Nasional
Refleksi Kondisi Terkini Papua dan Lingkaran Kekerasan Tak Berujung
Papua terus berada dalam bayang-bayang kekerasan, sebuah realitas yang belum juga terlepas meski adanya janji perdamaian dari pemerintah Indonesia. Teranyar, di penghujung tahun, Papua diwarnai insiden berdarah.
Kaltimtoday.co - Bersamaan dengan pemakaman Lukas Enembe, mantan Gubernur Papua yang meninggal dua hari sebelumnya, kerusuhan pecah di provinsi tersebut. Insiden ini melukai sedikitnya 14 orang.
Aktivis HAM Mathius Murib mengenang Enembe sebagai sosok penting dan disayangi di Papua, terlepas dari kontroversi korupsi yang menerpanya. Enembe, yang menjabat Gubernur selama dua periode, sering kali berselisih dengan pemerintah pusat, sebuah dinamika yang mencerminkan perbedaan pendapat dan konflik yang berkepanjangan di Papua.
Murib menggambarkan Enembe sebagai sosok yang tulus dan berpihak pada rakyat Papua. "Dia selalu mengungkapkan apa yang dipikirkan masyarakat. Meskipun seharusnya mewakili pemerintah pusat, kesannya dia lebih memihak kepada rakyat Papua," jelas Murib dikutip dari VOA.
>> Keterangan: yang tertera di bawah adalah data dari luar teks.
Issue #383, opened 2016-10-27
glfw_objects missing when try to make projects with Xcode


ruoqingsun:
I am currently launching all the projects in Mac OS Sierra (version 10.12.1). Building with the "cmake, make" procedures works perfect. 

But when I tried "CMake -G Xcode ../" procedure to import everything into XCode project, it seems that in the building phase, no those C objects in glfw_objects or libglfw3.a is generated. 

![image](https://cloud.githubusercontent.com/assets/4344440/19774795/8d5eecfc-9c6e-11e6-8c4a-f999e00e7278.png)

And I get the following error after building failure in Xcode:
clang: error: no such file or directory: '/Users/ruoqing/Documents/GitHub/libigl/tutorial/build/libigl/glfw/src/Debug/libglfw3.a'

alecjacobson:
I'm not currently using Xcode and don't know how stable the cmake `-G
Xcode` is meant to be (though I thought it was stable). This is potentially
an issue with the way that the glfw cmake is set up. You might try first
seeing whether https://github.com/glfw/glfw compiles correctly using cmake
and Xcode this way.

danielepanozzo:
I can also reproduce this with the latest xcode and cmake. It is likely that they changed something in the new xcode build system and cmake has not been updated yet.

ruoqingsun:
I am currently using xcode 8 and cmake 3.7.0. The problem is I can successfully build the project, but when running the project, the project cannot check dependencies in the listed Makefiles to generate glfw objects. @danielepanozzo Which version of xcode and cmake are you applying in reproducing the project? How to let the xcode follow the dependencies listed in makefile?

danielepanozzo:
Sorry I was not clear. I meant that I can reproduce the *error*, I also cannot get it to follow the dependencies and I get the same problem with glfw that you have.

metorm:
I have posted a Temporary fix for this #673

jdumas:
Looks like this is an issue caused by CMake's *object* targets not playing well with the XCode generator. This is definitely a bug in CMake. In the meantime, @metorm could you try to replace (just to see if it compiles) the folder of glfw in the nanogui submodule by the latest [upstream version](https://github.com/glfw/glfw)?

jdumas:
This problem should be fixed in the latest version of libigl, as we now link against `glfw` from upstream, which is not defined as an `object` target in the CMake.

PR #673, opened 2017-12-28
 Temporary fix for the compiling problem with Xcode 

metorm:
In macOS/ Xcode, libigl failed to build with glfw3 enabled. The root cause of this problem is unknown yet (Maybe something wrong with nano-gui). This patch allows the user to use pre-installed glfw3 in the system to compile, using Xcode 8 or later.

This is mentioned in #383 several months ago and not solved yet.


jdumas:
Have you tried with a more recent version of NanoGUI? There are two recent PR in NanoGUI that seem related to this issue: [here](https://github.com/wjakob/nanogui/pull/304) and [there](https://github.com/wjakob/nanogui/pull/305). If this works out with a more recent version of NanoGUI, maybe we should instead update the NanoGUI submodule instead of patching things in a hacky way.

metorm:
Not yet. Recently I am too busy to test different build configurations ...

svenevs:
FWIW, updating NanoGUI should fix the XCode problem.  It came from NanoGUI **and** the `GLFW` submodule there (they both have the same problem: a pure object library with no source code makes XCode choke).

As a side note, you can vendor NanoGUI [as GLFW itself](http://nanogui.readthedocs.io/en/latest/compilation.html#nanogui-glfw-and-other-projects).  The key being using `$<TARGET_FILE:nanogui>` and making it a dependency.  I'm not familiar with libigl and what the options are (e.g., allow either NanoGUI or GLFW or both).  If you always build NanoGUI, then use it as GLFW.  This will circumvent the XCode problem, both from NanoGUI and GLFW.

jdumas:
Hi,

I'm closing this PR as I think it does not apply anymore. We now link directly against `glfw` from upstream, which is not defined as an object target. You can still override the version of `glfw` that is used in your project if you define the target before including libigl.

PR #675, opened 2018-01-10
added support for per_vertex colors with per_corner normals

danielepanozzo:


alecjacobson:
This seems like a no-brainer merge, but we should make sure it doesn't get lost when we eventually merge with the viewer-refactor branch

Dari Pemakaman Enembe ke Kasus Baru di Tahun Baru
Selama satu dekade kepemimpinan Enembe, perdamaian sejati di Papua masih jauh panggang dari api. Sikapnya yang sering berseberangan dengan Jakarta dianggap sebagai faktor utama. Konflik berkaitan dengan UU Otsus Papua dan pemekaran wilayah menjadi titik panas yang sering memicu kekerasan.
Murib menambahkan, cinta rakyat Papua pada Enembe tidak tergoyahkan, terlepas dari ketegangan politik tersebut. Pembakaran dan kerusuhan yang terjadi pasca pemakaman Enembe hanya memperpanjang daftar kekerasan di wilayah tersebut.
Situasi kekerasan di Papua tidak berhenti di 2023. Pada 1 Januari 2024, Daud Bano ditemukan tewas di Kampung Karya Bumi, Jayapura, menyusul perselisihan dengan anggota TNI. Kematian Bano memicu lebih banyak kekerasan dan menyebabkan hampir seribu warga mengungsi.
AKBP Fredrickus W.A Maclarimboen, S.IK., Kapolres Jayapura, mengungkapkan bahwa ada tiga lokasi pengungsian dengan total 928 warga. Serangkaian kejadian menyedihkan ini menunjukkan peningkatan kekerasan di wilayah tersebut.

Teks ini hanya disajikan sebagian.